#### Exercise directions
Every single entry that follows must be copied exactly.

════════

Issue #1389, opened 2016-03-03
dcm2nii → dcm2niix


DimitriPapadopoulos:
We have found _dcm2nii_ is unable to convert some recent Philips DICOM files. Those files can be converted using _dcm2niix_ instead.

I suggest adding _dcm2niix_ to Nipype.

Because _dcm2niix_ is not yet mature software and does not support all the proprietary formats supported by _dcm2nii_, I don't think `dcm2nii` should be changed to `dcm2niix` in [nipype/interfaces/dcm2nii.py](https://github.com/nipy/nipype/blob/master/nipype/interfaces/dcm2nii.py). Should we provide a duplicate interface for _dcm2niix_? Add an option to switch between _dcm2nii_ and _dcm2niix_?

satra:
@DimitriPapadopoulos - i think dcm2niix should be a separate interface. we have found some instabilities in dcm2niix where it won't convert any of our dicoms!

DimitriPapadopoulos:
I totally agree both programs should be available, as I said _dcm2niix_ is not yet mature.

I was thinking of two options:
* Keep the same interface with an additional option to switch between `dcm2nii` (by default) and `dcm2niix` (only when the relevant option is used).
* Provide a new specific interface. Might be better indeed since _dcm2nii_ has options such as `-a` that seem to be missing from _dcm2niix_.

satra:
a new specific interface is better in this case.

cni-md:
You need a specific interface. The std output is different and the parser for e.g. bvec, bval will fail.
I tried to build a dcm2niix interface to be used with heudiconv. But dcm2niix -s will convert only one file. You can not convert a list of files needed by heudiconv. :( Convert all files in a dir is fine.

DimitriPapadopoulos:
One could imagine copying the relevant files to a temp dir to convert a subset of a dir. I don't know if it's worth the overhead though.

satra:
@mgxd is building an interface for this, which he says is almost ready for a PR.

mgxd:
I've submitted a PR - let me know what you guys think

neurolabusc:
[...]

PR #1463, opened 2016-05-02
output for DTI vectors changed (dcm2nii -> dcm2niix)

cni-md:
New: Saving 65 DTI gradients. Please validate if you are conducting DTI
analyses.

see https://github.com/nipy/nipype/issues/1389

### DIFF
--- a/nipype/interfaces/dcm2nii.py
+++ b/nipype/interfaces/dcm2nii.py
@@ -292,7 +292,7 @@ class Dcm2niix(CommandLine):
                         bvals.append(out_file + ".bval")
                         find_b = False
                 # next scan will have bvals/bvecs
-                elif 'DTI gradient directions' in line:
+                elif 'DTI gradients' in line:
                     find_b = True
                 else:
                     pass


nipype/interfaces/dcm2nii.py
```diff
@@ -292,7 +292,7 @@ def _parse_stdout(self, stdout):
                         bvals.append(out_file + ".bval")
                         find_b = False
                 # next scan will have bvals/bvecs
-                elif 'DTI gradient directions' in line:
+                elif 'DTI gradients' in line:
```
mgxd: would suggest changing to `elif 'DTI gradient' in line:` to make compatible with former output as well

cni-md: Oh,
that's nasty. I thought 'DTI gradient directions' was the old dcm2nii
syntax and copy&paste introduced this error, but now I realize that this
is "old" dcm2niiX output.

+1 for another elif statement


> In nipype/interfaces/dcm2nii.py
> <https://github.com/nipy/nipype/pull/1463#discussion_r61746680>:
> 
>> @@ -292,7 +292,7 @@ def _parse_stdout(self, stdout):
>>                          bvals.append(out_file + ".bval")
>>                          find_b = False
>>                  # next scan will have bvals/bvecs
>> -                elif 'DTI gradient directions' in line:
>> +                elif 'DTI gradients' in line:
> 
> would suggest changing to |elif 'DTI gradient' in line:| to make
> compatible with former output as well

satra:
i fixed this in the upstream master. let's consider this a beta interface since @neurosclab is changing things depending on user needs.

════════

#### The answer
Issue #1389, opened 2016-03-03
dcm2nii → dcm2niix


DimitriPapadopoulos:
We have found _dcm2nii_ is unable to convert some recent Philips DICOM files. Those files can be converted using _dcm2niix_ instead.

I suggest adding _dcm2niix_ to Nipype.

Because _dcm2niix_ is not yet mature software and does not support all the proprietary formats supported by _dcm2nii_, I don't think `dcm2nii` should be changed to `dcm2niix` in [nipype/interfaces/dcm2nii.py](https://github.com/nipy/nipype/blob/master/nipype/interfaces/dcm2nii.py). Should we provide a duplicate interface for _dcm2niix_? Add an option to switch between _dcm2nii_ and _dcm2niix_?

satra:
@DimitriPapadopoulos - i think dcm2niix should be a separate interface. we have found some instabilities in dcm2niix where it won't convert any of our dicoms!

DimitriPapadopoulos:
I totally agree both programs should be available, as I said _dcm2niix_ is not yet mature.

I was thinking of two options:
* Keep the same interface with an additional option to switch between `dcm2nii` (by default) and `dcm2niix` (only when the relevant option is used).
* Provide a new specific interface. Might be better indeed since _dcm2nii_ has options such as `-a` that seem to be missing from _dcm2niix_.

satra:
a new specific interface is better in this case.

cni-md:
You need a specific interface. The std output is different and the parser for e.g. bvec, bval will fail.
I tried to build a dcm2niix interface to be used with heudiconv. But dcm2niix -s will convert only one file. You can not convert a list of files needed by heudiconv. :( Convert all files in a dir is fine.

DimitriPapadopoulos:
One could imagine copying the relevant files to a temp dir to convert a subset of a dir. I don't know if it's worth the overhead though.

satra:
@mgxd is building an interface for this, which he says is almost ready for a PR.

mgxd:
I've submitted a PR - let me know what you guys think

neurolabusc:
[...]

PR #1463, opened 2016-05-02
output for DTI vectors changed (dcm2nii -> dcm2niix)

cni-md:
New: Saving 65 DTI gradients. Please validate if you are conducting DTI
analyses.

see https://github.com/nipy/nipype/issues/1389

### DIFF
--- a/nipype/interfaces/dcm2nii.py
+++ b/nipype/interfaces/dcm2nii.py
@@ -292,7 +292,7 @@ class Dcm2niix(CommandLine):
                         bvals.append(out_file + ".bval")
                         find_b = False
                 # next scan will have bvals/bvecs
-                elif 'DTI gradient directions' in line:
+                elif 'DTI gradients' in line:
                     find_b = True
                 else:
                     pass


nipype/interfaces/dcm2nii.py
```diff
@@ -292,7 +292,7 @@ def _parse_stdout(self, stdout):
                         bvals.append(out_file + ".bval")
                         find_b = False
                 # next scan will have bvals/bvecs
-                elif 'DTI gradient directions' in line:
+                elif 'DTI gradients' in line:
```
mgxd: would suggest changing to `elif 'DTI gradient' in line:` to make compatible with former output as well

cni-md: Oh,
that's nasty. I thought 'DTI gradient directions' was the old dcm2nii
syntax and copy&paste introduced this error, but now I realize that this
is "old" dcm2niiX output.

+1 for another elif statement


> In nipype/interfaces/dcm2nii.py
> <https://github.com/nipy/nipype/pull/1463#discussion_r61746680>:
> 
>> @@ -292,7 +292,7 @@ def _parse_stdout(self, stdout):
>>                          bvals.append(out_file + ".bval")
>>                          find_b = False
>>                  # next scan will have bvals/bvecs
>> -                elif 'DTI gradient directions' in line:
>> +                elif 'DTI gradients' in line:
> 
> would suggest changing to |elif 'DTI gradient' in line:| to make
> compatible with former output as well

satra:
i fixed this in the upstream master. let's consider this a beta interface since @neurosclab is changing things depending on user needs.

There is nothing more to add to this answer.